Congratulations hun!! well done!! he is gorgeous I bet you can't stop cuddling him xx


----------



## EFM

Well done, Congratulations, he's adorable

:hugs:


----------



## xXDonnaXx

Aw,So cute. 
Congratulations x x x


----------



## butterflies

simply gorgeous honey, huge congrats!!! sorry to hear you had a rough time of it, thinking of you and joseph xx


----------



## thelilbump

congarts mary - he's gorgeous :happydance:


----------



## NeyNey

Aww how did I miss this!!!!

congratulations sweetheartn he is adorable!


----------



## Sparky0207

Congratulations Mary, he is gorgeous! Well done you xx


----------



## Jem

Ahh big congrats xxx


----------



## ayshahudson

Congratulations hunni! He's soooo cute! :hugs:


----------



## Belle

he's gorgeous!!
well done you!
Congratulations!! xx


----------



## isil

Congratulations! What a sweetie!


----------



## Mervs Mum

hey mary :hug:
i'm only just getting to this as I'm away on holiday at the mo.

he's perfect :cloud9:

well done girl.

xxx


----------



## mugzy

Awww. He's just beautiful. Congrats and well done!


----------



## alyxzandra

He's lovely! Congrats!


----------



## charliebear

He's beautiful, many congratulations! x


----------



## YummyMummy

OMG CONGRATS HUN,
i havent been on in a long time so was jus checkin who gav birth n wooow well done u did it..congrats hun xx hes so cute xx u should b proud. xx


----------



## Mira

awww congrats!!! he's beautiful!!


----------



## Chris77

He is beautiful! Congratulations!


----------



## dizzy65

congrats


----------



## wilbrabeany

Congrats hun.xxx


----------



## Emmea12uk

congrats!!! he is so lovely.


----------



## neca717

congrats to you hes beautiful


----------



## Novbaby08

omg he's gorgeous! I was wondering when you had him. Congrats on your little monkey :D


----------



## embojet

Congrats, he is adorable x


----------



## BeckyBoo

Congratulations hun xx


----------



## Rachiebaby24

Congratulations on your gorgeous son!


----------



## gde78

Congratulations.
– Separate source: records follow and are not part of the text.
PR #528, opened 2022-07-10
openal-soft: update to 1.22.2

neheb:
Massive reorganization. Builds on Linux now.


neheb:
This is basically ready.

MSYS2 fails with

```
ld.lld: error: undefined symbol: WinMain
```

No idea why.

PR #1010, opened 2023-05-08
libpng: Fix windows x86_64 build

talisein:
It seems the current github runner returns a __ARM_NEON define that is a single space.

When the current build is run with the following:
```
debug('raw: "', c_compiler.get_define('__ARM_NEON'), '"')
debug('underscorify: ', c_compiler.get_define('__ARM_NEON').underscorify())
```

In the meson-log I see (output trimmed)
```
Fetching value of define "__ARM_NEON" :   (cached)
Debug: raw: "   "
Debug: underscorify:  _
```


neheb:
need a releases.json bump.

PR #1011, opened 2023-05-08
liburing: update to 2.3

pobrn:
Changes included:
 - update list of tests
 - update list of examples
 - update list of man pages
 - actually use `no_glibc_statx` in compat.h
 - define `CONFIG_HAVE_NVME_URING` in config-host.h when applicable
 - remove `CONFIG_HAVE_MEMFD_CREATE` as it is no longer used


eli-schwartz:
You should mark the `build_on` mapping in ci_config.json to avoid building liburing on msys2 as well.

neheb:
No

PR #1014, opened 2023-05-10
liburing: drop "uring" dependency name

pobrn:
The upstream project ships a pkg-confing file with the "liburing" name, so use that.


eli-schwartz:
GitHub is in severely degraded mode today.

PR #1016, opened 2023-05-10
catch2: Update to 3.3.2

mikecrowe:


jpakkane:

mikecrowe:
> You need to add a new entry to `releases.json`.

Whoops. Thanks. Hopefully that's done now.

The:
`catch2| WARNING: Project targets '>=0.50.0' but uses feature introduced in '0.54.1': cmakedefine without exactly two tokens.`
sanity check failure confuses me since there were no `cmakedefine` changes between Catch2 v3.2.0 and v3.3.2.

neheb:
that's an upstream meson change to now warn about a bug fixed in 0.54.1

v1993:
Warning fixed upstream, next release should be good.

PR #1023, opened 2023-05-17
Add littlecms.

jpakkane:


eli-schwartz:
Duplicate of https://github.com/mesonbuild/wrapdb/blob/master/subprojects/lcms2.wrap so please just upgrade that in place.

Note: CI fails because:
```
meson.build:1:0: ERROR: Multiple wrap files provide 'lcms2' dependency: littlecms.wrap and lcms2.wrap
```

jpakkane:
Hmm, didn't see that because I searched for "littlecms" rather than "lcms2". :( Well, can't be helped now I suppose.

eli-schwartz (approved):

PR #1025, opened 2023-05-23
fixing indent for c-flags

noah1510:
This fixes the indentation for c-flags.
Before its version and dependency_names had an indent of 4 now they have one of 2 like the rest.

The only reason for this is to allow automatic updates of the releases file since every formatter requires consistent indentation (or at least they will produce them when writing).
In other words this pr is to prevent changes accidental changes to the releases file in the future.

### DIFF
--- a/releases.json
+++ b/releases.json
@@ -107,10 +107,10 @@
   },
   "c-flags": {
     "dependency_names": [
-        "c-flags"
+      "c-flags"
     ],
     "versions": [
-        "1.5.4-1"
+      "1.5.4-1"
     ]
   },
   "catch": {


eli-schwartz:
At a minimum, please squash both these changes into a single commit. One commit adds a bug, the next commit reverts it.

neheb:
clang-format can handle this.

noah1510:
Clang-format can produce the same formatting as this pr does.
However atm there is no .clang-format file in this repo and the format is no checked prior to each pr.
This just makes the format of the file consistent, to prevent json tools from producing unwanted deltas in the future.

neheb:
I’d add those in a separate PR. No idea how to run it on git commit.

PR #1026, opened 2023-05-24
Install fmt lib.

jpakkane:


xclaesse:
You probably also want to install headers then.

jpakkane:
Updated.

eli-schwartz:
It should also install a pkg-config file (and generate a fmt-uninstalled.pc for the resulting devenv).

subprojects/packagefiles/fmt/meson.build
```diff
@@ -29,3 +35,9 @@ fmt_header_only_dep = declare_dependency(
   include_directories: 'include',
   compile_args: '-DFMT_HEADER_ONLY',
 )
+
+pkg_mod = import('pkgconfig')
+pkg_mod.generate(fmt_lib,
+  name: 'fmt',
+  filebase: 'fmt',
```
eli-schwartz, line 42: Shouldn't the name and filebase be inferred in this case?

PR #1030, opened 2023-05-25
abseil-cpp: Sync dependency names list with distro pkgconfig names

nirbheek:
Only include the dependency names that actually link to a library, because the rest are auto-generated header-only deps that we can skip.

There are some 'aggregate' pkgconfig names as well that link to libs indirectly, but those are harder to maintain so let's skip for now.


nirbheek:
CC: @neheb

PR #1034, opened 2023-05-28
Add oatpp-sqlite

Totto16:
Add oatpp-sqlite
The repo can be found [here](https://github.com/oatpp/oatpp-sqlite)

### DIFF
--- a/releases.json
+++ b/releases.json
@@ -1890,6 +1890,14 @@
       "1.3.0-1"
     ]
   },
+  "oatpp-sqlite": {
+    "dependency_names": [
+      "oatpp-sqlite"
+    ],
+    "versions": [
+      "1.3.0-1"
+    ]
+  },
   "oatpp-swagger": {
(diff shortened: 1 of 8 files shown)


Totto16:
I found an error in the base module 'oatpp' (only on windows, when you use it as dependency) so this can only be merged after #1039 is merged

Totto16:
After some investigating, the same errors from 'oatpp' (See #1031) occurs on windows, they are remainigs from that module, but fixed already in upstream, but no new release has been made yet. So disabling the tests in windows, as long as the version is to be known to have bugs is the best solution, as also discussed in the PR above discussed.

Totto16:
This is now ready and squashed

Totto16:
@neheb LOL is this supposed to happen:
image

neheb:
nope. I'm guessing some race condition.

Totto16:
Interesting :joy:

PR #1038, opened 2023-05-28
Add oatpp-libressl

Totto16:
Add oatpp-libressl
The repo can be found [here](https://github.com/oatpp/oatpp-libressl)

To pass the tests libressl has to be installed, but since there's no package under e.g debian, either a wrap must be made for libressl, or some other solution has to be found.

Therefore this is a draft atm.


neheb:
conflicts

PR #1035, opened 2023-05-28
Add oatpp-swagger

Totto16:
Add oatpp-swagger
The repo can be found [here](https://github.com/oatpp/oatpp-swagger)

This depends on #1039 and can only be merged after that!

PR #1039, opened 2023-05-29
fix two options on 'oatpp' module:

Totto16:
this fixes 2 options, that the CI didn't catch, since it only affects projects, that have this as dependency and only windows msvc builds, and I didn't build those projects locally on windows to see this issue, i saw it in some oatpp-modules in the CI

It bumps the version of the module 'oatpp' to '1.3.0-2'

(some changes were already made by accident in the merge of 'oatpp-swagger', where I also edited the 'oatpp' module. :sweat:


jpakkane:
[You should never merge your branches to update them, but use rebase instead](https://mesonbuild.com/Contributing.html#keeping-pull-requests-up-to-date).

Totto16:
The reason for the merge is, that the commits in #1035 are wrong, they also modify the module 'oatpp' which they shouldn't. I couldn't modify these in time, after I found the  issue. So a rebase could corrupt it. but I'll do that :+1:  I knew of the rule, :sweat:  but decided, that since it's affected by something, that YOU SHOULD NEVER DO, modifying another module, without bumping it's number :sweat:

Totto16:
it is rebases and squashed now

PR #1260, opened 2023-10-18
libpsl: add 0.21.2

hrxi:


hrxi:
Windows compatibility of the psl tool (not required for the library) was fixed in https://github.com/rockdaboot/libpsl/pull/193, but there has been no release since then.

Does the no-patching-upstream-projects rule preclude packaging a working version of libpsl for Windows, short of a new release?

Or am I allowed to simply not compile the tool?

neheb:
Patched meson.build files are allowed.

neheb:
Btw localtime_r is available with MinGW. Probably better to add localtime_s support upstream though.

hrxi:
> Probably better to add localtime_s support upstream though.

They already did that upstream, but they haven't added a new release.

hrxi:
Works everywhere except clang-cl, I opened an issue with upstream.

PR #1263, opened 2023-10-20
Protobuf: make default include path available to protoc when used from submodule

### LINKED ISSUE #1259: Feature request: provide an import path to be used with `protoc` for compiling *.proto files
Protobuf ships with a bunch of standard *.proto files (any, descriptor, empty, timestamp) that are expected to be found, if imported within another proto file, during `protoc` executable invocation.

Protoc accepts a list of `--proto_path pathXXX` arguments to specify import search locations. Unfortunately if using protobuf as a subproject, one can not expect to find these at standard locations (like /usr/share/protobuf/google/....). Thus cannot use protoc from subproject to generate sources at meson project build time.

I didn't found any example within existing wrapdb files on how it may be specified elsewhere, outside of `protobuf` packagefiles itself, which is sell aware of its sources locations.

Suggestion: populate `protobuf` dependency variables with a path to this location.

klokik:
Closes #1259

Protoc populates default `proto_path`s by searching for directories named `include` in its surroundings

This adds a dependency for `protoc` on creating a symlink to make such directory available.

Because FS module in meson does not provide a mechanism to create symlinks, a python script is used for this job.


subprojects/packagefiles/protobuf/src/symlink.py
```diff
@@ -0,0 +1,33 @@
+#!/usr/bin/env python3
+
+from pathlib import Path
```
neheb, line 3: I'd run with pylint

klokik: Done
```
$ pylint symlink.py 

--------------------------------------------------------------------
Your code has been rated at 10.00/10 (previous run: 10.00/10, +0.00)
```

PR #1266, opened 2023-10-22
gumbo-parser: fix compilation with newer clang

neheb:
Newer clang errors on implicit functions.

```
subprojects/gumbo-parser/examples/get_title.p/get_title.c.o -c ../../home/runner/work/wrapdb/wrapdb/subprojects/gumbo-parser/examples/get_title.c
2023-10-22T02:21:12.8570068Z ../../home/runner/work/wrapdb/wrapdb/subprojects/gumbo-parser/examples/get_title.c:28:12: error: call to undeclared function 'fileno'; ISO C99 and later do not support implicit function declarations [-Wimplicit-function-declaration]
2023-10-22T02:21:12.8572088Z    28 |   int fd = fileno(fp);
2023-10-22T02:21:12.8572738Z       |            ^
```

ping @benoit-pierre


subprojects/packagefiles/gumbo-parser/examples/meson.build
```diff
@@ -19,5 +19,6 @@ foreach _src : [
     _src.split('.')[0],
     _src,
     dependencies: gumbo_dep,
+    c_args: '-D_DEFAULT_SOURCE',
```
benoit-pierre, line 22: Wouldn't `_POSIX_C_SOURCE` be better?

neheb: seems to work. Fixed.

PR #1268, opened 2023-10-24
Add DirectXMath wrap

seungha-yang:
Adding DirectXMath (header only library) wrap.
See also https://github.com/microsoft/DirectXMath

### DIFF
--- a/subprojects/packagefiles/directxmath/meson.build
+++ b/subprojects/packagefiles/directxmath/meson.build
@@ -1,0 +1,29 @@
+project('directxmath', 'cpp', version: '3.1.8')
+
+incdirs = include_directories('Inc')
+
+directxmath_headers = files(
+  'Inc/DirectXCollision.h',
+  'Inc/DirectXCollision.inl',
+  'Inc/DirectXColors.h',
+  'Inc/DirectXMath.h',
+  'Inc/DirectXMathConvert.inl',
+  'Inc/DirectXMathMatrix.inl',
+  'Inc/DirectXMathMisc.inl',
+  'Inc/DirectXMathVector.inl',
+  'Inc/DirectXPackedVector.h',
+  'Inc/DirectXPackedVector.inl',
+)
+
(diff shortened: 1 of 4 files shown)


subprojects/packagefiles/directxmath/meson.build
```diff
@@ -0,0 +1,7 @@
+project('directxmath', 'cpp', version: '3.1.8')
+
+incdirs = include_directories('Inc')
+
+directxmath_dep = declare_dependency(
```
seungha-yang, line 5: probably I should install headers with pkg-config file

subprojects/packagefiles/directxmath/meson.build
```diff
@@ -0,0 +1,7 @@
+project('directxmath', 'cpp', version: '3.1.8')
```
nirbheek, line 1: Where is this version `3.1.8` coming from? The release tag says `3.18`: https://github.com/microsoft/DirectXMath/releases/tag/dec2022

seungha-yang: uh, it seems to be inconsistent with version specified in cmake file then https://github.com/microsoft/DirectXMath/blob/dec2022/CMakeLists.txt#L6

subprojects/packagefiles/directxmath/meson.build
seungha-yang: done

subprojects/packagefiles/directxmath/meson.build
seungha-yang: I guess it might be mistake in their cmake file but I'd follow the cmake project version

seungha-yang: Filed an issue https://github.com/microsoft/DirectXMath/issues/169

nirbheek (approved):
LGTM, but I'll wait 24h to see if someone else has comments before merging since this edits `tools/sanity_checks.py`.

PR #1269, opened 2023-10-25
utf8proc: update to 2.9.0

benoit-pierre:
Additionally, fix the install rules, add some tests, and fix GCC/Clang symbols visibility.


benoit-pierre:
I have conditioned the tests on curl being present, but since not all tests require downloading data, maybe it would make more sense to only enable those conditionally?

subprojects/packagefiles/utf8proc/meson.build
```diff
@@ -31,3 +34,58 @@ pkg.generate(
 )
 
 install_headers('utf8proc.h')
+
+curl = find_program('curl', required: get_option('tests'))
+
+if get_option('tests').require(curl.found()).allowed()
```
neheb, line 41: this looks like a more complicated version  of

if curl.found()

subprojects/packagefiles/utf8proc/meson.build
```diff
@@ -31,3 +34,58 @@ pkg.generate(
...
+      _test,
+      executable(
+        _test,
+        'test/tests.c',
+        'test/@0@.c'.format(_test),
+        dependencies: utf8proc_dep,
+      ),
+      args: _args,
+      depends: _depends,
+      workdir: meson.current_build_dir(),
```
neheb, line 88: is this not default?

benoit-pierre: From my experience, you can't rely on the working directory if not specified: it will vary depending on how the project is compiled (e.g. as subproject or not).

subprojects/packagefiles/utf8proc/meson.build
benoit-pierre: The goal is to be able to use `--auto-features=disabled`, as always.

PR #1273, opened 2023-10-27
sqlpp11: Initial WrapDB files for sqlpp11

j-carl:


subprojects/packagefiles/sqlpp11/meson_options.txt
```diff
@@ -0,0 +1,5 @@
+option('sqlite3_connector', type : 'boolean', value : false, description : 'Build SQLite3 connector')
```
neheb, line 1: why not use feature options?

j-carl: I want to give the user the power to select which database connector he wants to use and not automatically enable them. It could lead to that all database connectors are enabled.

neheb: Sounds like this should be a combo option then.

j-carl: No, not really. The user should still be able to select more then one database connector. A use-case would be transferring data from SQLite3 to PostgreSQL.

neheb:
vcpkg has the proper stuff. Unfortunately, it needs proper CI setup.

Alternative would be to add libmariadb and libpostgresql to wrapdb. Or just use feature options.

PR #1275, opened 2023-11-02
[Bug report only] Unable to extract source code from zip file, when `patch_directory` is defined.

antonysigma:
**Observation:**

After running `meson setup -Dwraps=freetype1 build/`, the configuration step failed. Only contents of the `meson.build` files are found in the path `subproject/freetype-1.4/` directory. I expect the source code to be present, followed by the patched files.

**Environment:**

Meson version 1.2.3
OS: 22.6.0 Darwin Kernel Version 22.6.0
Ninja 1.11.1.git.kitware.jobserver-1


benoit-pierre:
That's because the source zip is missing a common root directory, add `lead_directory_missing = true` to the wrap.

antonysigma:
> That's because the source zip is missing a common root directory, add `lead_directory_missing = true` to the wrap.

@benoit-pierre Oh silly me. Let me retract this PR, as well as the bug report.

subprojects/freetype1.wrap
```diff
@@ -0,0 +1,10 @@
+[wrap-file]
+directory = freetype-1.4
+source_url = https://sourceforge.net/projects/gnuwin32/files/freetype/1.4/libttf-1.4-src.zip/download#
+source_filename = libttf-1.4-src.zip
+source_hash = 533341269bdded2619622222e79af8af066b98b9183dbafda663907daabef309
+
+patch_directory = freetype1
+
+[provide]
+freetype1 = freetype_dep
```
benoit-pierre, line 10: The value must match the name of the variable used in `meson.build` (currently `ttf_dep`).

antonysigma: Fixed and `git push`ed. 

How about the license field in `project()` ? It is a custom license with a list of active Patents.

neheb: Needs a rebase against master.

PR #1276, opened 2023-11-05
libsignal-protocol-c: add 2.3.3

hrxi:


hrxi:
The project doesn't use `__declspec(dllexport)` for the library exports. Upstream is archived. Short of patching the project ourselves, this is not buildable in MSVC. This is not allowed for wrapdb AFAIUI, so it should be good to go like it currently is.

benoit-pierre:
You could use a def file; e.g. for gumbo-parser: https://github.com/mesonbuild/wrapdb/blob/master/subprojects/packagefiles/gumbo-parser/src/gumbo.def.

hrxi:
Permalink: https://github.com/mesonbuild/wrapdb/blob/e3f96a5c8f42458dc69fcb66b4f3dd842f578168/subprojects/packagefiles/gumbo-parser/src/gumbo.def

That works. It does not count as modifying the project? The upstream CMake build doesn't support MSVC, due to the missing attributes.

benoit-pierre:
> Permalink: https://github.com/mesonbuild/wrapdb/blob/e3f96a5c8f42458dc69fcb66b4f3dd842f578168/subprojects/packagefiles/gumbo-parser/src/gumbo.def
> 
> That works. It does not count as modifying the project?

It's already used more than a dozen of times in `subprojects/packagefiles`.

neheb:
Yeah it's fine to do. Recommended actually.

hrxi:
I think the rest of the build problems are inherent to libsignal-protocol-c.

Can be merged now.

PR #1277, opened 2023-11-05
qrencode: add 4.1.1

hrxi:


neheb:
weird that clang-cl builds but not cl...

hrxi:
It's a problem of missing `__declspec(dllexport)`, I believe.

neheb:
Yeah need to add a def file.

hrxi:
Also opened an upstream PR fixing MSVC support properly: https://github.com/fukuchi/libqrencode/pull/214.

PR #1279, opened 2023-11-06
nghttp2: update to 1.58.0

hrxi:


subprojects/packagefiles/nghttp2/meson.build
```diff
@@ -20,9 +22,53 @@ configuration.set('PROJECT_VERSION_MAJOR', meson.project_version().split('.')[0]
...
-configuration.set('includedir', get_option('includedir'))
-configuration.set('libdir', get_option('libdir'))
-configuration.set('prefix', get_option('prefix'))
+
+if cc.has_function_attribute('noreturn')
+    configuration.set('HINT_NORETURN', '__attribute__((noreturn))')
+else
+    configuration.set('HINT_NORETURN', '')
+endif
+if host_machine.system() == 'windows'
```
neheb, line 31: only on 32-bit. 64-bit is __int64 IIRC.

hrxi: Windows doesn't have `ssize_t`. `nghttp2` wants `int`:

https://github.com/nghttp2/nghttp2/blob/d07a3d2a24688fe125cdc5beda72361394dab9e1/CMakeLists.txt#L291-L292

https://github.com/nghttp2/nghttp2/blob/d07a3d2a24688fe125cdc5beda72361394dab9e1/cmakeconfig.h.in#L4-L5

hrxi:
I'd like to patch the project so that it builds on MSYS2-CLANG*. Upstream PR is here: https://github.com/nghttp2/nghttp2/pull/1997.

Since patching the .c file is not allowed AFAIK, this PR can be merged with failing checks instead.

PR #1280, opened 2023-11-06
curl: add CURL_STATICLIB to curl_dep when needed

Tachi107:
The public `curl/curl.h` header requires `CURL_STATICLIB` to be defined by user code to properly define `CURL_EXTERN` to the correct value. Failing to do so causes linking failures when linking against a static libcurl on Windows, since `CURL_EXTERN` gets wrongly defined to `__declspec(dllimport)` instead of the empty string. You can see this in [curl/curl.h#L129](https://github.com/curl/curl/blob/60359ad5049c42f333ac179a58cda87d6e4143a0/include/curl/curl.h#L129).

This patch adds `-DCURL_STATICLIB` to the set of compiler args of both curl_dep and the generated pkg-config file when performing a static build.

Cc: @benoit-pierre


neheb:
something tells me we should add static CI for Windows.

benoit-pierre (approved):

benoit-pierre:
> something tells me we should add static CI for Windows.

Make it a cross-mingw build, kill 2 birds with one stone.

neheb:
funny, I tried that once. The main issue I ran into was properly declaring exe_wrapper. I don't know if it can be declared with environment variables. I also wonder about pkg-config. Ubuntu doesn't have that for MinGW IIRC.

benoit-pierre:
AUR as one: https://aur.archlinux.org/cgit/aur.git/tree/mingw-pkgconfig.sh?h=mingw-w64-pkg-config.

neheb:
hrm biggest problem with static run turns out to be libpng.

PR #1282, opened 2023-11-08
nowide: fix mistake in test

neheb:
Fixes:

NameError: name 'stdout' is not defined

ran through pylint too.


neheb:
ugh I think the error is because Alpine is being ran as a container.

PR #754, opened 2026-09-05
Fail closed on qualified replacement zero matches

stevenobiajulu:
## Summary
- count a replacement key as used only when its actual patch operation succeeds
- make context-qualified keys fail closed when the bare search text exists but not after the directional context anchor
- preserve successful paragraph, table-row, and simple-key accounting

## Verification
- exact hash-pinned NVCA IRA invalid-direction key reports zero-match
- focused patcher suite: 30 passed
- full suite: 120 passed, 4 skipped files; 1,371 passed, 7 skipped tests
- build and lint pass

### DIFF
--- a/src/core/field-selector/patcher.test.ts
+++ b/src/core/field-selector/patcher.test.ts
@@ -63,6 +63,40 @@ function extractText(docxPath: string): string {
 }
 
 describe('patchDocument', () => {
+  it('reports a qualified key as zero-match when its context follows the search text', async () => {
+    const xml =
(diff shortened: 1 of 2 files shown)


stevenobiajulu:
Post-merge smoke: PASS ✅

Ran the freshly merged main build against the hash-pinned NVCA Investors’ Rights Agreement source using the exact context-qualified key whose context follows the target.

Verified that the bare Sections 3.1 text no longer masks the failed directional match: the patcher reports the key as zero-match and therefore fails closed for downstream strict validation.

No source document, generated document, or local filesystem path is included in this report.

PR #761, opened 2026-09-05
feat(selector): add fail-closed bounded paragraph removal

### LINKED ISSUE #760: Support fail-closed bounded paragraph removal for duplicate source text
## Problem

The recipe runtime can remove a paragraph by text anchor with expected-match accounting, but it cannot safely distinguish an intended occurrence when the same paragraph text appears in more than one section of a source DOCX.

The current safe behavior is to reject the ambiguous match. That prevents a recipe from expressing an otherwise valid option whose target is identifiable only by its surrounding section boundaries.

## Required behavior

Add a generic, fail-closed way to scope a paragraph selection/removal to a bounded region, for example an optional `within` clause with independently matched start and end paragraph anchors.

- Resolve each boundary unambiguously and in document order.
- Search for the target paragraph only within the resolved bounds.
- Preserve the boundary paragraphs when removing the target.
- Require explicit expected-match accounting for the boundaries and target.
- Fail on missing or ambiguous boundaries, reversed/invalid bounds, or missing/ambiguous in-scope targets.
- Validate the operation even when the option is selected, so malformed scopes never silently pass.
- Keep the primitive generic; do not encode document- or clause-specific text in runtime code.

## Regression coverage

- The same target paragraph appears in two sections, but the bounded operation removes only the intended occurrence.
- Missing, duplicated, and reversed/wrong boundaries fail closed.
- A target outside the resolved scope does not count as a match.
- Boundary paragraphs remain intact.

## Origin

Found in a clean-room standard-form fill where duplicated source language made a global paragraph anchor correctly fail as ambiguous. This issue records only the generic runtime invariant and contains no matter identifiers or private document paths.

stevenobiajulu:
## Summary

- add an optional `within` scope to markerless paragraph removals
- resolve scope boundaries and the in-scope target with explicit single-match accounting
- fail closed for missing, duplicated, non-sibling, reversed, or out-of-scope anchors
- preserve both scope boundaries and validate scopes even when the option is selected

Closes #760.

## Usage

```json
{
  "kind": "paragraph",
  "anchor": "target text",
  "match": "contains",
  "expectedMatches": 1,
  "within": {
    "startAnchor": "section start context",
    "endAnchor": "section end context",
    "match": "contains",
    "expectedMatches": 1
  }
}
```

The start and end anchors must each resolve to exactly one sibling block, in that order. The target must resolve exactly once strictly between them. The boundary paragraphs are not removed.

## Verification

- red-before: 8 new focused cases failed against the prior runtime
- `npm run build`
- `npx vitest run src/core/selector.test.ts` (49 passed)
- `npm run lint -- --quiet`
- `npm run test:run` (121 files passed, 4 skipped; 1,385 tests passed, 7 skipped)

### DIFF
--- a/src/core/selector.test.ts
+++ b/src/core/selector.test.ts
@@ -632,6 +632,105 @@ describe('markerless selections', () => {
 });
 
 describe('bounded markerless removals', () => {
+  it('scopes a duplicated paragraph to unique containing boundaries and preserves those boundaries', async () => {
+    const inputPath = buildTestDocx(
+      para('First section starts here.') +
+      para('Certificate surrender mechanics.') +
+      para('First section ends here.') +
+      para('Second section starts here.') +
+      para('Certificate surrender mechanics.') +
+      para('Second section ends here.'),
+    );
+    const outputPath = join(makeTempDir(), 'out.docx');
+    const config = { groups: [{
+      id: 'second_certificate_surrender', type: 'checkbox', standalone: true, markerless: true,
+      options: [{
+        marker: 'Certificate surrender mechanics.', trigger: { field: 'keep_second', equals: true },
+        removal: {
+          kind: 'paragraph', anchor: 'Certificate surrender', match: 'contains', expectedMatches: 1,
+          within: {
+            startAnchor: 'Second section starts', endAnchor: 'Second section ends',
+            match: 'contains', expectedMatches: 1,
+          },
+        },
+      }],
+    }] } as SelectionsConfig;
+
+    await applySelections(inputPath, outputPath, config, { keep_second: false });
+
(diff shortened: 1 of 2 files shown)


stevenobiajulu:
Post-merge smoke: **PASS**

Verified the merged runtime against the hash-pinned public NVCA Certificate of Incorporation DOCX through the real selection engine. The source contained two occurrences of the certificate-surrender paragraph. A `contains` paragraph removal scoped by unique `contains` start/end boundaries removed exactly the intended in-scope occurrence, left the other duplicate intact, and preserved both boundary paragraphs.

Merged-code build also passed before the document smoke. No private inputs or paid APIs were used.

He's a cutey!


----------



## Sweetie

Congrats on your baby boy. He is beautiful.


----------



## akamummy

CONGRATS DARL........WELL DONE!!!!:flower:


----------



## celine

congrats on ur littler man :)


----------



## SpecialGift89

Congrats on the birth of your son he is lovely. x


----------



## trishk

congratulations he's perfect!


----------



## ~ Vicky ~

Congratulations. Joesph is simply gorgeous, Mary, you must be very proud!


----------



## Angelmouse

Congratulations Mary, He's gorgeous. :D


----------



## babymello

Congratulations Mary,

Finally, our babies are here.
I know you're happy girl...

He adorable, enjoy him.

Take care
Mello


----------